START Records for the task
PR #666, opened 2020-03-02
AppVeyor: Upgrade to Visual Studio 2019, Boost 1.71, other changes

Margen67:
Format comments, remove useless ones.
Delete white space.
Use proper multi-line for cmd commands.
Remove verbosity since normal is the default.
Change slash to \ to be consistent with Windows.
Change Release to $env:CONFIGURATION

gen-windows.bat: Change default to Visual Studio 2019

### DIFF
--- a/appveyor.yml
+++ b/appveyor.yml
@@ -1,38 +1,34 @@
 version: '{build}'
 
-image: Visual Studio 2017
+image: Visual Studio 2019
 
 environment:
   global:
-    BOOST_ROOT: C:\Libraries\boost_1_67_0
-    BOOST_INCLUDEDIR: C:\Libraries\boost_1_67_0\boost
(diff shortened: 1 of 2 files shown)


totlmstr:
I should mention that when I finish #660, this PR's changes are nullified.

Appveyor is happy without Boost in my build, and users will be able to optionally build with Boost.

1whatleytay:
Ahh that's nice :D 

How close is #660 to done? If it'll take some time we can just merge in the meantime.

totlmstr:
At the current rate I am going, I can probably finish it next week due to [a FAT16 error which seems easier to parse than it looks](https://travis-ci.org/Vita3K/Vita3K/jobs/656564403#L647) and me being somewhat busy currently. After this, there should not be any more demanding errors (I have to do a slow crawl upwards on Vita3K).

I do, however, think it will be better just to merge this PR. There are some changes in the YML file that I can use from here.

Issue #673, opened 2020-04-04
Alert when user launches a game dumped with Vitamin


1whatleytay:
Lots of people like running games dumped with Vitamin. Vitamin almost never works, so it might save some time if we add a check in the software to tell people that their game isn't going to work before they launch it.

Usually `sce_sys/steroid.spurx` is an indicator of vitamin action, maybe a popup would be nice? Something nice and clear.

1whatleytay:
Resolved as of #674

PR #674, opened 2020-04-04
Alert users of vitamin dump

KorewaWatchful:
Issue #673 Alerts users when a vitamin dump is launched.
Tested with a real vitamin dump. 
capturevitamin

### DIFF
--- a/vita3k/host/src/load_self.cpp
+++ b/vita3k/host/src/load_self.cpp
@@ -16,7 +16,7 @@
 // 51 Franklin Street, Fifth Floor, Boston, MA 02110-1301 USA.
 
 #include <host/load_self.h>
-
+#include <app/functions.h>
 #include <config/state.h>
 #include <kernel/relocation.h>
 #include <kernel/state.h>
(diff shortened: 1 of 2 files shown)


vita3k/host/src/load_self.cpp
```diff
@@ -342,6 +342,11 @@ SceUID load_self(Ptr<const void> &entry_point, KernelState &kernel, MemState &me
         LOG_CRITICAL("SELF {} header type {} is not supported.", self_path, self_header.header_type);
         return -1;
     }
+    
+    if (self_path == "app0:sce_module/steroid.suprx") {
+        LOG_CRITICAL("You're trying to load a vitamin dump. It is not supported.");
```
1whatleytay, line 347: Let's do a popup if we can! [`error_dialog`](https://github.com/Vita3K/Vita3K/blob/master/vita3k/app/include/app/functions.h#L45) is good for this.

KorewaWatchful: Done.

vita3k/host/src/load_self.cpp
```diff
@@ -342,7 +342,12 @@ SceUID load_self(Ptr<const void> &entry_point, KernelState &kernel, MemState &me
         LOG_CRITICAL("SELF {} header type {} is not supported.", self_path, self_header.header_type);
         return -1;
     }
-
+    
+    if (self_path == "app0:sce_module/steroid.suprx") {
+        app::error_dialog("You're trying to load a vitamin dump. It is not supported.", nullptr);
```
totlmstr, line 347: Seems unnecessary to place this fix here.

Why not in `interface.cpp` instead?

1whatleytay:
Yeah sorry maybe we should move it into something in app...

We have a circular dependancy now where `host` depends on `app` and `app` depends on `host`.

1whatleytay:
Optimistic merging.

ichisadashioko:
I think we should just warn the user but not prevent them from adding vitamin dump. Otherwise, user will have to manually unzip and copy it to the `rom` directory.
END Records for the task
Pick each line holding "popup" out of the entries above and return it.

Usually `sce_sys/steroid.spurx` is an indicator of vitamin action, maybe a popup would be nice? Something nice and clear.
1whatleytay, line 347: Let's do a popup if we can! [`error_dialog`](https://github.com/Vita3K/Vita3K/blob/master/vita3k/app/include/app/functions.h#L45) is good for this.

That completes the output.